[Collected data entries]
= Beginning of Section =

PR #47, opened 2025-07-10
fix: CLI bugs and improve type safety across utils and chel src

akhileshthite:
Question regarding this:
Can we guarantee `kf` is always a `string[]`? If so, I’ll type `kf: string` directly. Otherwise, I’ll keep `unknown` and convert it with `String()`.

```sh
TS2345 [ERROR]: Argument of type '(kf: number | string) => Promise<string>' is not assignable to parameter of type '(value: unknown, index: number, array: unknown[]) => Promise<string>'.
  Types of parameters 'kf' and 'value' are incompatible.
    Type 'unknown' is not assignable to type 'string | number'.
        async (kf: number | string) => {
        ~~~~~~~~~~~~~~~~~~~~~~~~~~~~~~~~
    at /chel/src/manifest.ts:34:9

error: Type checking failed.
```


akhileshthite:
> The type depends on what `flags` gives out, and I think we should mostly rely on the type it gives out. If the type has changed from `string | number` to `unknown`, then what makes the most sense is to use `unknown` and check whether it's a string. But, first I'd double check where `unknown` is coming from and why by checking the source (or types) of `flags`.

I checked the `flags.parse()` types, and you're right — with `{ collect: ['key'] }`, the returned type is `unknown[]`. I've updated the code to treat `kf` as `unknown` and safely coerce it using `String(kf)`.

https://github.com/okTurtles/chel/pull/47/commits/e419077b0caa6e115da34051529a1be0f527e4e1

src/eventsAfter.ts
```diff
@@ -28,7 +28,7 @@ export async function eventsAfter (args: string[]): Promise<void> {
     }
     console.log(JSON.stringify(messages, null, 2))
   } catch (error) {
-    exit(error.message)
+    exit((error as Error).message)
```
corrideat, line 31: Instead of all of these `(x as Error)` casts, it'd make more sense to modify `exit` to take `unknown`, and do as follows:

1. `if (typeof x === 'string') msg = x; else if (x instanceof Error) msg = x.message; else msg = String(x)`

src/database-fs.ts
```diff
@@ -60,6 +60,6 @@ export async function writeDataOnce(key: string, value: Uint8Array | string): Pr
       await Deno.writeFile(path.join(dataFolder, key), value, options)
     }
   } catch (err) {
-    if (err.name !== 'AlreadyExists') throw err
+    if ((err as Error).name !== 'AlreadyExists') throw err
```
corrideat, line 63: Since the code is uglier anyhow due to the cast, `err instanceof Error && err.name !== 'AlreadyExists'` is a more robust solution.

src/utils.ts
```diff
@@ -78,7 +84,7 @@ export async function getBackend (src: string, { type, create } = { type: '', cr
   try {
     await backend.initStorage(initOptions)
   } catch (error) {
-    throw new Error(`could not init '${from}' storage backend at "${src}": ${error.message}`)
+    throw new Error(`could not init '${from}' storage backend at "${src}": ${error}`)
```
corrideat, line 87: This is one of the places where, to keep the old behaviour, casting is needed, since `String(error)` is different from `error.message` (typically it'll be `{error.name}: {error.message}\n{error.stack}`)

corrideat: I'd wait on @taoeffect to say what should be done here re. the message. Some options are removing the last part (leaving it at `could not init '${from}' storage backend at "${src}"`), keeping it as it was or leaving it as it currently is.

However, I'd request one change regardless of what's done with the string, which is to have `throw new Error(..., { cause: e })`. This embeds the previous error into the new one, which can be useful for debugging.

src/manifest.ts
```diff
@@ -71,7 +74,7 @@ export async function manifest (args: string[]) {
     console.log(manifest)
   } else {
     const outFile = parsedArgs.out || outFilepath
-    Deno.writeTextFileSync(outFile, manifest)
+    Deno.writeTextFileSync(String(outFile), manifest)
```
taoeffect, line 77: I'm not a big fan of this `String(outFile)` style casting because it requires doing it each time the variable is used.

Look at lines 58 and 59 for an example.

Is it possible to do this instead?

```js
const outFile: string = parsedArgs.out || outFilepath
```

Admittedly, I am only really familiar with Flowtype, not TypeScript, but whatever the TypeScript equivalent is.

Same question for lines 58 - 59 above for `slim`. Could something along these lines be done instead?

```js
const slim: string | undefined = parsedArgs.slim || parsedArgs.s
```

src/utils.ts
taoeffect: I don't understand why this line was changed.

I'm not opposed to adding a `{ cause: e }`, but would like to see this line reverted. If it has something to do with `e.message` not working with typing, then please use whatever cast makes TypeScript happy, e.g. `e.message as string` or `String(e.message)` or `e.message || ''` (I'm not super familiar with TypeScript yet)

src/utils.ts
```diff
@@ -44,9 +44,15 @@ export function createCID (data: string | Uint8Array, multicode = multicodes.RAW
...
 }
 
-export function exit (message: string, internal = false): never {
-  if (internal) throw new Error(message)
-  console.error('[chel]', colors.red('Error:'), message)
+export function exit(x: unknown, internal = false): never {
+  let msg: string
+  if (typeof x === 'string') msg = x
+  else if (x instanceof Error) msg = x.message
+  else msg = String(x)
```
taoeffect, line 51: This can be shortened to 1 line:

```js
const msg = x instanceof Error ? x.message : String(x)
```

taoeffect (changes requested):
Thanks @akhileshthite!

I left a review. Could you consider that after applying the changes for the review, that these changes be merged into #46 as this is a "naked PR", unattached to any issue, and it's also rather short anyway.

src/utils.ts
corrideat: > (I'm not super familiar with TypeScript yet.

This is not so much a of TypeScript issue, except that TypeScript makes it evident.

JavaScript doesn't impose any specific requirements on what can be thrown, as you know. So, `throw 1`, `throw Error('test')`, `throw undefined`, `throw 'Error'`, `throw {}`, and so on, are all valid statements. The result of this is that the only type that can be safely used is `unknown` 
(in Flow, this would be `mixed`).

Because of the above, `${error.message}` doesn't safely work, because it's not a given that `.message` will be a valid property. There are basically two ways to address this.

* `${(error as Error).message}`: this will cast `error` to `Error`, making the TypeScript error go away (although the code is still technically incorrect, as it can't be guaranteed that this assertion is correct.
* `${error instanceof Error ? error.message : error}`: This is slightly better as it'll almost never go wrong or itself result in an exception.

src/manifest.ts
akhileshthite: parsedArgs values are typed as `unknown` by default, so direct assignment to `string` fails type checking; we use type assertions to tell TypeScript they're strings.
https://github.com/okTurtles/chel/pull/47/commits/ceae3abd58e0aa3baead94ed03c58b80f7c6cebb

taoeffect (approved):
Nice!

= End of Section =

### Instructions to follow
Gather from the entries above all lines that include the string "taoeffect".

### Answer below
corrideat: I'd wait on @taoeffect to say what should be done here re. the message. Some options are removing the last part (leaving it at `could not init '${from}' storage backend at "${src}"`), keeping it as it was or leaving it as it currently is.
taoeffect, line 77: I'm not a big fan of this `String(outFile)` style casting because it requires doing it each time the variable is used.
taoeffect: I don't understand why this line was changed.
taoeffect, line 51: This can be shortened to 1 line:
taoeffect (changes requested):
taoeffect (approved):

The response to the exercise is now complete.